- PROMPT
Go through the entries below and tally each line holding the string "strings". Return the number only.

──────

PR #1357, opened 2025-09-24
Add name with wildcard filter in API

### LINKED ISSUE #1194: Add a filter for text matching on the name resource field
### Context

For large amount of resources one of the potential issues is to provide the user a good way to filter them for what they want.
One of the ways of doing this is providing a filter for returning the resources based on matching the name with wildcards.
This is a feature available in some Kubernetes clientes (like Openshift console). 

In this case loading all the data in-memory in the frontend to be able to filter it could be too much considering that we are an archival tool, so it makes sense to consider adding this filter in the backend, the KubeArchive API.

Nevertheless, this could be dangerous and impact on performance, so we should investigate which is the best way to approach this feature and if we want to provide it.

### Acceptance Criteria

* Explore the text match of the name resource field (case insensitive) filter.
* Consider applying this filter ONLY if the resources are less than a specific number and retrieve an error otherwise.

maruiz93:
Assisted-by: Cursor AI

Resolves #1194 

## Release Note

```release-note
Add name filter with wildcards for resource list
```

## Notes for Reviewers

We need to check if we should provide this feature along with a change in the schema for adding an index on the name field

### DIFF
--- a/integrations/database/postgresql/migrations/02_name_idx.down.sql
+++ b/integrations/database/postgresql/migrations/02_name_idx.down.sql
@@ -1,0 +1,1 @@
+DROP INDEX name_idx;
--- a/pkg/database/sql/reader.go
+++ b/pkg/database/sql/reader.go
@@ -30,9 +30,19 @@ func (db *sqlDatabaseImpl) QueryResources(ctx context.Context, kind, apiVersion,
 		sb.Where(db.filter.NamespaceFilter(sb.Cond, namespace))
 	}
 	mainWhereClause := sqlbuilder.CopyWhereClause(sb.WhereClause)
+
+	isWildcardQuery := false
 	if name != "" {
-		sb.Where(db.filter.NameFilter(sb.Cond, name))
-	} else {
+		if strings.Contains(name, "*") {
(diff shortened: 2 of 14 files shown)


pkg/database/sql/reader.go
```diff
@@ -20,6 +20,23 @@ import (
...
+	}
+	// Convert wildcard pattern to SQL LIKE pattern and make it case-insensitive
+	sqlPattern := strings.ReplaceAll(pattern, "*", "%")
+	return strings.ToLower(sqlPattern)
+}
+
+// hasWildcards checks if a name pattern contains wildcard characters
+func hasWildcards(pattern string) bool {
+	return strings.Contains(pattern, "*")
+}
```
rh-hemartin, line 38: Probably `strings.Contains(pattern, "*")` was not that hard to read to justify a function.

integrations/database/postgresql/migrations/02_name_idx.down.sql
```diff
@@ -0,0 +1 @@
+DROP INDEX name_idx;
```
rh-hemartin, line 1: Should we remove the extension as well?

──────

- SOLUTION TO THE EXERCISE
5